Cantonese Language

Download

This chapter describes the linguistic resources included in the file yue.zip of the "Ortolang repository".

List of phonemes

Consonant Plosives

SPPAS	IPA	Description
p	p	voiceless bilabial
p_h	pʰ	voiceless bilabial aspirated
t	t	voiceless alveolar
t_h	tʰ	voiceless alveolar aspirated
k	k	voiceless velar
k_h	kʰ	voiceless velar aspirated
k_w	kʷ	voiceless velar labialized
k_h_w	kʰʷ	voiceless velar aspirated labialized

Consonant Fricatives

SPPAS	IPA	Description
f	f	voiceless labiodental
s	s	voiceless alveolar
S	ʃ	voiceless postalveolar
h	h	voiceless glottal

Consonant Nasals

SPPAS	IPA	Description
m	m	bilabial
n	n	alveolar
N	ŋ	voiced velar

Consonant Liquids

SPPAS	IPA	Description
l	l	alveolar lateral

Semivowels

SPPAS	IPA	Description
j	j	palatal
w	w	voiced labiovelar

Vowels

SPPAS	IPA	Description
E:	ɛ:	open-mid front unrounded
a:	a:	open front unrounded
9:	œ:	open-mid front rounded
O:	ɔ:	open-mid back rounded
o	o	close-mid back rounded
e	e	close-mid front unrounded
8	ɵ	close-mid central rounded vowel
i:	i:	close front unrounded
u:	u:	close back rounded
y:	y:	close front rounded
6	ɐ	near-open central vowel
I	ɪ	near-close near-front unrounded
U	ʊ	near-close near-back rounded
@	ə	schwa

Affricates

SPPAS	IPA	Description
ts	t͡s	voiceless alveolar
ts_h	t͡sʰ	voiceless alveolar aspirated
tS	t͡ʃ	voiceless postalveolar
tS_h	t͡ʃʰ	voiceless postalveolar aspirated

Lexicons

Lexicons are (c) Laboratoire Parole et Langage, Aix-en-Provence, France:

yue.vocab contains a list of 47k different character-based words;
yue_chars.vocab is a list of 12k characters;
yue.repl and yue_chars.repl allow to convert symbols and abbreviations into a text form.

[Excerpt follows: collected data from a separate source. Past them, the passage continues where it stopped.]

PR #3884, opened 2020-11-13
Addition: Composite viscoplastic now includes damped Drucker-Prager element

bobmyhill:
The CompositeViscoPlastic rheology now includes a damped Drucker-Prager element. The rheology model now looks like this:
image

This PR also renames compute_viscosity to compute_composition_viscosity (as it only computes the viscosity for a single compositional field), and adds a new compute_viscosity function that loops over all compositional fields to calculate the total effective viscosity.


include/aspect/material_model/rheology/composite_visco_plastic.h
```diff
@@ -94,30 +112,36 @@ namespace aspect
...
           std::unique_ptr<Rheology::PeierlsCreep<dim>> peierls_creep;
+          std::unique_ptr<Rheology::DruckerPrager<dim>> drucker_prager;
+
+          DruckerPragerParameters drucker_prager_parameters;
 
-          std::vector<double> min_viscosities;
-          std::vector<double> max_viscosities;
+          unsigned int number_of_compositions;
+          double min_viscosity;
+          double max_viscosity;
```
naliboff, line 144: Can you remind me the reason for switching to single min/max viscosities? I recall we discussed this, but cannot remember the details. In any event, I agree it makes sense to have a single min/max viscosity that applied to all deformation mechanisms.

source/material_model/rheology/composite_visco_plastic.cc
```diff
@@ -70,11 +72,59 @@ namespace aspect
...
                                                      const double temperature,
-                                                     const unsigned int composition,
+                                                     const std::vector<double> &volume_fractions,
                                                      const SymmetricTensor<2,dim> &strain_rate,
                                                      std::vector<double> &partial_strain_rates,
                                                      const std::vector<double> &phase_function_values,
                                                      const std::vector<unsigned int> &n_phases_per_composition) const
+      {
+        double viscosity = 0.;
+        partial_strain_rates.resize(5, 0.);
```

Both are distributed under the terms of the GNU General Public License.

Pronunciation dictionaries

The 2 dictionaries were constructed with the most frequently observed prononciations of a conversational corpus.

Acoustic Model

The Cantonese acoustic model is copyrighted: (C) DSP and Speech Technology Laboratory, Department of Electronic Engineering, the Chinese University of Hong Kong.

This is a monophone Cantonese acoustic model, based on Jyutping of the Linguistic Society of Hong Kong (LSHK). Each state is trained with 32 Gaussian mixtures. The model is trained with HTK 3.4.1. The corpus for training is CUSENT, also developed in our laboratory.

Generally speaking, you may use the model for non-commercial, academic or personal use.

See COPYRIGHT for the details of the license: Creative Commons Attribution-NonCommercial-ShareAlike 4.0 International Public License.

We also have other well-trained Cantonese acoustic models. If you would like to use the models and/or the CUSENT corpus for commercial applications or development, please contact Professor Tan LEE for appropriate license terms.

The character pronunciation comes from Jyutping phrase box from the Linguistic Society of Hong Kong.

The copyright of the Jyutping phrase box belongs to the Linguistic Society of Hong Kong. We would like to thank the Jyutping Group of the Linguistic Society of Hong Kong for permission to use the electronic file in our research and/or product development.

If you use this model for academic research, please cite:

Tan Lee, W.K. Lo, P.C. Ching, Helen Meng (2002). Spoken language resources for Cantonese speech processing, Speech Communication, Volume 36, Issues 3–4, Pages 327-342

Website: http://dsp.ee.cuhk.edu.hk
Email: tanlee@ee.cuhk.edu.hk

References

Roxana Fung, Brigitte Bigi (2015). Automatic word segmentation for spoken Cantonese. In Oriental COCOSDA and Conference on Asian Spoken Language Research and Evaluation (O-COCOSDA/CASLRE), pp. 196-201.